In three posts to his account on Truth Social, Trump said attorneys with the Justice Department informed him he was indicted over the "boxes hoax" and he has been called to appear at the federal courthouse in Miami on Tuesday.

"I never thought it possible that such a thing could happen to a former President of the United States, who received far more votes than any sitting President in the History of our Country, and is currently leading, by far, all Candidates, both Democrat and Republican, in Polls of the 2024 Presidential Election," he posted. "I AM AN INNOCENT MAN!"

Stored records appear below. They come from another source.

PR #476, opened 2023-11-06
feat(blob): add  list `mode` param to merge blob folder

luismeyer:
This PR introduces a new `mode` param to the `list` options object. Based on this param the response either contains only blobs or in addition to that also list of folders.

### DIFF
--- a/.changeset/metal-pigs-hear.md
+++ b/.changeset/metal-pigs-hear.md
@@ -1,0 +1,5 @@
+---
+"@vercel/blob": minor
+---
+
+Adds a new `mode` parameter to the list command options. Mode controls the way our API handles folders and blob files.
--- a/.changeset/metal-pigs-hear.md
+++ b/.changeset/metal-pigs-hear.md
@@ -2,4 +2,4 @@
 "@vercel/blob": minor
 ---
 
-Adds a new `mode` parameter to the list command options. Mode controls the way our API handles folders and blob files.
+Adds a new `mode: folded | expanded (default)` parameter to the list command options. When you pass `folded` to `mode`, then we automatically fold all files belonging to the same folder into a single folder entry. This allows you to build file browsers using the Vercel Blob API.
--- a/packages/blob/src/index.ts
+++ b/packages/blob/src/index.ts
@@ -44,6 +44,7 @@ export type {
   ListBlobResultBlob,
   ListBlobResult,
   ListCommandOptions,
+  ListFoldedBlobResult as FoldedListBlobResult,
 } from './list';
 export { list } from './list';
 
--- a/packages/blob/src/index.ts
+++ b/packages/blob/src/index.ts
@@ -44,7 +44,7 @@ export type {
   ListBlobResultBlob,
   ListBlobResult,
   ListCommandOptions,
-  ListFoldedBlobResult as FoldedListBlobResult,
+  ListFoldedBlobResult,
 } from './list';
 export { list } from './list';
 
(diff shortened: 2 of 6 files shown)


packages/blob/src/index.ts
```diff
@@ -112,93 +112,24 @@ export async function head(
   return mapBlobResult(headResult);
 }
 
-// vercelBlob.list()
```
luismeyer: i moved all the list stuff into a new file. I can undo this, but it felt like this file was growing too large

vvo: Would you be open to do so in a first PR, then add your PR on top of it?
If you feel like moving all methods I am fine too, it's a good idea.

This will provide a better blame once merged into main.

luismeyer: good idea 👍 PR: https://github.com/vercel/storage/pull/478

.changeset/heavy-grapes-travel.md
```diff
@@ -0,0 +1,5 @@
+---
+"@vercel/blob": patch
```
vvo: This is a minor version since this is a new feature (we use semver if you want to learn more)

.changeset/metal-pigs-hear.md
```diff
@@ -0,0 +1,5 @@
+---
+"@vercel/blob": minor
+---
+
+Adds a new `mode` parameter to the list command options. Mode controls the way our API handles folders and blob files.
```
vvo:
```suggestion
Adds a new `mode: folded | expanded (default)` parameter to the list command options. When you pass `folded` to `mode`, then we automatically fold all files belonging to the same folder into a single folder entry. This allows you to build file browsers using the Vercel Blob API.
```

packages/blob/src/list.ts
```diff
@@ -20,40 +20,59 @@ export interface ListBlobResult {
...
  * Detailed documentation can be found here: https://vercel.com/docs/storage/vercel-blob/using-blob-sdk#list-blobs
  *
  * @param options - Additional options for the request.
  */
-export async function list(
-  options?: ListCommandOptions,
-): Promise<ListBlobResult> {
+export async function list<
+  M extends 'expanded' | 'folded' | undefined = undefined,
+>(options?: ListCommandOptions<M>): Promise<ListCommandResult<M>> {
```
vvo, line 75: Can you screenshot the VSCode experience from your preview package, when using mode: folded or mode: expanded or no option? I am specifically interested in knowing when does VSCode proposes `.folders`

packages/blob/src/list.ts
```diff
@@ -64,6 +83,10 @@ export async function list(
   if (options?.cursor) {
     listApiUrl.searchParams.set('cursor', options.cursor);
   }
+  if (options?.mode) {
+    listApiUrl.searchParams.set('mode', options.mode);
```
vvo, line 87: Can we add one unit test to check the new option is passed down to the API? we already have list tests

packages/blob/src/list.ts
luismeyer: ## No options, same as before
Screenshot 2023-11-07 at 12 03 54

## No options or `mode: expanded` doesn't expose folders
Screenshot 2023-11-07 at 12 08 33

## All autocomplete fields
Screenshot 2023-11-07 at 12 06 58

##  Autocomplete for mode union
Screenshot 2023-11-07 at 12 07 50

##  `mode: folded` exposes folders
Screenshot 2023-11-07 at 12 08 44

##  And we also still have jsdoc for all the props
Screenshot 2023-11-07 at 12 12 05
Screenshot 2023-11-07 at 12 12 44

vvo: really nice work, thanks

vvo (approved):

vvo:
@luismeyer let's add documentation on vercel.com right away too (SDK doc)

A couple of the 2024 GOP hopefuls responded to news of the indictment Thursday night. Former Arkansas Gov. Asa Hutchinson, noting in a statement that this is Tump's second indictment, said "his willful disregard for the Constitution to his disrespect for the rule of law—should not define our nation or the Republican Party." He suggested the criminal proceedings would be "a major distraction," and called on Trump "to respect the office and end his campaign."

Meanwhile, Emmer claimed on Twitter that Trump was being punished for allegedly doing what, Emmer claimed, Biden had also allegedly done.

"Democrats have always been eager to execute their political witch hunt against Donald Trump. Nothing proves it more than a sitting administration indicting him over the same thing Joe Biden has done," Emmer tweeted. "This is the ultimate abuse of power, and they will be held accountable."

The exact nature of the charges, the first to arise from special counsel Jack Smith's investigations, was not immediately clear. But three sources familiar with the case said the former president has been charged in a seven-count indictment involving the retention of national defense information, conspiracy and obstruction.

Trump is also facing 34 felony counts of falsifying business records in New York state court, and a trial in that case is set to begin on March 25, 2024, in the thick of the presidential campaign. He pleaded not guilty to the charges brought by Manhattan District Attorney Alvin Bragg.

The Republican field for the 2024 elections grew substantially this week, with a number of Republicans joining or hinting about joining the race. Former Vice President Mike Pence, former New Jersey Gov. Chris Christie, and North Dakota Gov. Doug Burgum all launched their campaigns this week.